The draining of an entire community healthcare ecosystem comes at an especially high cost to minority communities, for whom trust plays an especially important role in the doctor-patient relationship.
“There’s a bit of fear, trepidation, [and] distrust, especially in the Black community, toward doctors and medicine,” says Thomas. “So you have those issues, you have the social determinants, the lack of access to food, to transportation, all these other factors… the lack of a healthcare system. It’s sort of a recipe for bad outcomes.”
Today, the Atlanta Medical Center South hospital building remains empty. Crook says that the aging facility itself would likely require an entirely new build in order to meet today’s standards and regulations.
In the wake of Wellstar’s divestment from the region, community members, doctors, lawmakers, and public health experts are working to patch the holes — and to imagine more long-term solutions. In 2023, state lawmakers passed a resolution urging the cities of East Point and South Fulton to take action toward establishing a new hospital in the southern part of Fulton County, though no material plans have emerged.
“If you drive up to some street corners in north Fulton County, you have three different choices from three or four different healthcare systems on one block. So, that’s what our hope is: to bring choice in health care, for quality healthcare decisions and opportunities for the folks in these marginalized communities.” – Dr. Errol Crook, Morehouse School of Medicine Senior Associate Dean for Clinical Affairs and Morehouse Healthcare Chief Medical Officer
Crucially, the wider region will have an emergency room again, though no longer in the heart of Tri-Cities, and not for a few more years. This fall, Grady Health Systems will break ground on a 20,000-square foot freestanding emergency department in Union City, projected to open sometime in 2026.
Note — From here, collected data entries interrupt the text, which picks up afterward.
PR #3639, opened 2024-03-07
add static method to return match keys dict with custom property logic

mitchdawson1982:
Add's a new static method to return matched fields with logic to handle fields within the custom property value.

### DIFF
--- a/python-libraries/data-platform-catalogue/data_platform_catalogue/client/datahub/search.py
+++ b/python-libraries/data-platform-catalogue/data_platform_catalogue/client/datahub/search.py
@@ -99,9 +99,7 @@ class SearchClient:
         for result in response["searchResults"]:
             entity = result["entity"]
             entity_type = entity["type"]
-            matched_fields = {
-                i["name"]: i["value"] for i in result.get("matchedFields", [])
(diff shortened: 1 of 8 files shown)


python-libraries/data-platform-catalogue/data_platform_catalogue/client/datahub/search.py
```diff
@@ -114,6 +112,18 @@ def search(
...
         )
 
+    @staticmethod
+    def _get_matched_fields(result: dict) -> dict:
+        fields = result.get("matchedFields", [])
+        matched_fields = {}
+        for field in fields:
+            name = field.get("name")
+            value = field.get("value")
+            if name == "customProperties" and value != "":
```
MatMoore, line 122: Can you add a test for this case? I think the rest of this function is tests already but not the special case for customProperties

mitchdawson1982: Updated the query test case with a custom property match field.

MatMoore (dismissed):

MatMoore (approved):

PR #3640, opened 2024-03-07
Add James to pager duty support rota

michaeljcollinsuk:
Add James to pager duty support rota


jacobwoffenden:
There is an issue in the dependency logic when adding new users, to workaround you need to apply locally

```bash
terraform apply -target='module.users'

terraform apply -target='module.teams'

terraform apply
```

jacobwoffenden (approved):

PR #3721, opened 2024-03-14
Amend QuickSight ADR to accepted

BrianEllwood:
As the decision has been made to use QuickSight this change amends the  ADR to reflect the accepted status


julialawrence (approved):
So it begins!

But, as Michelle Cooke says, “Maybe a couple times in your life you need a hospital, but everybody needs a primary care doctor.” In addition to independent providers like Cooke, institutions like Morehouse School of Medicine are working to make that option more available to people in the region.
Last fall, Morehouse School of Medicine opened a primary care clinic in East Point’s Buggyworks building, which Crook describes as the institution’s direct response to the crisis of access in the community. “We felt compelled that we needed to do something pretty quickly to show a signal of our commitment to the region in the short term, and our commitment to bringing something more in the long term,” he says.
Crook says that by expanding its footprint into the region, the institution hopes to bring more choice to Tri-Cities residents. “If you drive up to some street corners in north Fulton County, you have three different choices from three or four different healthcare systems on one block,” he says. “So, that’s what our hope is: to bring choice in health care, for quality healthcare decisions and opportunities for the folks in these marginalized communities.”
Jennifer Jackson says she’s noticed a few new doctor’s offices coming into her community, including the clinic at Buggyworks, which has been encouraging. “That’s helpful, and I’m glad to see it,” she says. But as someone without insurance, she can’t see these doctors unless she’s willing to pay cash. “But I could go to a hospital if I had an emergency situation,” she says. “So it would still be nice to have that down the street.”